*** Opening Record excerpts ***

Issue #693, opened 2025-06-18
Add support or dissable possibility to oploat `7z` files


geordi:
Sometimes, students upload a `7z` file. It would be nice to extract it like we do with `zip` files or disable possibility to upload such files.

PR #694, opened 2025-06-19
support for uploading 7z files

Spiritedswordsman:
#693 
Add 7z archive support to uploader

- Added support for extracting .7z files using py7zr

- Unified ZIP and 7z handling in a single ArchiveUploader class

- Updated pyproject.toml to include py7zr as a dependency

Let me know if you want to tag this as a fix, feature, or refactor, this is my one of the first open source contributions!

### DIFF
--- a/common/upload.py
+++ b/common/upload.py
@@ -1,6 +1,7 @@
 import os
 import re
 import zipfile
+import py7zr
 from os.path import basename, dirname
 from typing import List
 
@@ -37,20 +38,36 @@ class Uploader:
             raise Exception(f"Invalid file type {type(file)}")
 
 
-class ZipUploader(Uploader):
-    def __init__(self, file):
+class ArchiveUploader(Uploader):
+    def __init__(self, file, format):
         super().__init__()
-        self.archive = zipfile.ZipFile(file, "r")
+        self.format = format
+        self.archive = None
+
+        if format == "zip":
+            self.archive = zipfile.ZipFile(file,"r")
+        elif format == "7z":
+            self.archive = py7zr.sevenzipfile(file, mode="r")
+
 
     def get_files(self):
-        return [(f.filename, f) for f in self.archive.filelist if not f.is_dir()]
+        if self.format == "zip":
+            return [(f.filename, f) for f in self.archive.filelist if not f.is_dir()]
+        elif self.format == "7z":
+            return [(name, None) for name in self.archive.getnames()]
+        return []
 
     def upload_file(self, path: str, file, submit: Submit):
-        self.check_file_type(file, zipfile.ZipInfo)
-
         target_path = submit.source_path(path)
         os.makedirs(dirname(target_path), exist_ok=True)
-        self.archive.extract(path, path=submit.dir())
+
+        if self.format == "zip":
+            self.archive.extract(path, path=submit.dir())
+        elif self.format == "7z":
+            extracted = self.archive.read([path])
+            with open(target_path, 'wb') as f:
+               f.write(extracted[path].read())
+
         self.count += 1
         return target_path
 
@@ -120,8 +137,10 @@ class TooManyFilesError(BaseException):
 
 
 def upload_submit_files(submit: Submit, paths: List[str], files: List[UploadedFile]):
-    if len(paths) == 1 and get_extension(paths[0]) == ".zip":
-        uploader = ZipUploader(files[0])
+    if len(paths) == 1 and (zipfile.is_zipfile(files[0]) or py7zr.is_7zfile(files[0])):
+        format = ("zip","7z")[py7zr.is_7zfile(files[0])]
+        uploader = ArchiveUploader(files[0],format)
+
     else:
         uploader = FileUploader(paths, files)
 
--- a/pyproject.toml
+++ b/pyproject.toml
@@ -42,6 +42,7 @@ dependencies = [
     "Unidecode==1.3.6",
     "uWSGI==2.0.24",
     "django-ipware==7.0.1",
+    "py7zr==1.0.0"
 ]
 
 [tool.uv]


common/upload.py
```diff
@@ -37,20 +38,36 @@ def check_file_type(self, file, type):
             raise Exception(f"Invalid file type {type(file)}")
 
 
-class ZipUploader(Uploader):
-    def __init__(self, file):
+class ArchiveUploader(Uploader):
```
Kobzol, line 41: Instead of merging two functionalities into one class, could you just create a separate class, e.g. `SevenZipUploder`?

common/upload.py
```diff
@@ -120,8 +137,10 @@ class TooManyFilesError(BaseException):
 
 
 def upload_submit_files(submit: Submit, paths: List[str], files: List[UploadedFile]):
-    if len(paths) == 1 and get_extension(paths[0]) == ".zip":
-        uploader = ZipUploader(files[0])
+    if len(paths) == 1 and (zipfile.is_zipfile(files[0]) or py7zr.is_7zfile(files[0])):
+        format = ("zip","7z")[py7zr.is_7zfile(files[0])]
```
Kobzol, line 141: This is quite hard to read :) Just use `if`, please.

Kobzol (commented):
Thank you! Left some comments. You should also commit the updated `uv.lock` file.

common/upload.py
Spiritedswordsman: sure, I thought that too, but this made more sense at that time... but seems it will be cleaner if I separate them out

common/upload.py
```diff
@@ -40,23 +41,44 @@ def check_file_type(self, file, type):
 class ZipUploader(Uploader):
     def __init__(self, file):
         super().__init__()
-        self.archive = zipfile.ZipFile(file, "r")
+        self.archive = self.archive = zipfile.ZipFile(file,"r")
```
Kobzol, line 44: Duplicated assignment.
```suggestion
        self.archive = zipfile.ZipFile(file, "r")
```

common/upload.py
```diff
@@ -40,23 +41,44 @@ def check_file_type(self, file, type):
...
 
     def get_files(self):
         return [(f.filename, f) for f in self.archive.filelist if not f.is_dir()]
 
     def upload_file(self, path: str, file, submit: Submit):
-        self.check_file_type(file, zipfile.ZipInfo)
```
Kobzol, line 49: Why remove this?

common/upload.py
```diff
@@ -40,23 +41,44 @@ def check_file_type(self, file, type):
...
         self.count += 1
         return target_path
 
     def close(self):
         self.archive.close()
 
+class SevenZUploader(Uploader):
+    def __init__(self, file):
+        super().__init__()
+        self.archive = self.archive = py7zr.sevenzipfile(file, mode="r")
```
Kobzol, line 63: Same here.

common/upload.py
Spiritedswordsman: the reason was file type was begin checked before choosing the uploader class, twice already, seemed 3 times would be a overkill. (though I'll change it as you say, clearly your senior and more experienced)
also In zipfile, files in the archive are represented by zipfile.ZipInfo objects.
In py7zr, there's no direct equivalent class like ZipInfo. The getnames() and getinfo() methods return basic types like str or dictionaries.

Kobzol: Before we only checked the extension, so this wasn't redundant, if something has `.zip` extension, that doesn't mean it's a ZIP file :)

`self.check_file_type(file, str)` in the 7zip file definitely won't work, `str` is a built-in function. Let's remove that.

Kobzol:
Also please reformat code with `ruff format`, thanks!

common/upload.py
```diff
@@ -120,8 +145,11 @@ class TooManyFilesError(BaseException):
 
 
 def upload_submit_files(submit: Submit, paths: List[str], files: List[UploadedFile]):
-    if len(paths) == 1 and get_extension(paths[0]) == ".zip":
-        uploader = ZipUploader(files[0])
+    if len(paths) == 1 and (zipfile.is_zipfile(files[0]) or py7zr.is_7zfile(files[0])):
```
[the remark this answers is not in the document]
Spiritedswordsman: Heyy, made new changes, let me know how it goes!

common/upload.py
```diff
@@ -37,6 +39,15 @@ def check_file_type(self, file, type):
         if not isinstance(file, type):
             raise Exception(f"Invalid file type {type(file)}")
 
+    def check_7z_file(self, file):
+        if isinstance(file, UploadedFile):
```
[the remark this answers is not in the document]
Spiritedswordsman: okay then

common/upload.py
```diff
@@ -58,6 +61,29 @@ def close(self):
         self.archive.close()
 
 
+class SevenZUploader(Uploader):
+    def __init__(self, file):
+        super().__init__()
+        self.archive = py7zr.sevenzipfile(file, mode="r")
```
Kobzol, line 67: module 'py7zr' has no attribute 'sevenzipfile'

.. Have you tried this locally? Or are you copy-pasting AI output here? :)

Kobzol (commented):
Please try if it works locally before sending changes.

common/upload.py
Kobzol: Did you build the frontend? https://github.com/mrlvsb/kelvin/blob/master/docs/setup.md#building-the-frontend Try running `npm run dev` in the `frontend` directory.

Spiritedswordsman: image

that doesn't change much apart from the frontend, I just want to reach the part where I could upload the 7z type file and test it

Kobzol: Yeah, we sadly don't yet have a good story for priming the database. You'd have to create the classes manually in the `/admin` section.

*** Closing Record excerpts ***

[What the task asks] Copy each line of the listing above that contains the word "checked".

[Exercise answer]
Spiritedswordsman: the reason was file type was begin checked before choosing the uploader class, twice already, seemed 3 times would be a overkill. (though I'll change it as you say, clearly your senior and more experienced)
Kobzol: Before we only checked the extension, so this wasn't redundant, if something has `.zip` extension, that doesn't mean it's a ZIP file :)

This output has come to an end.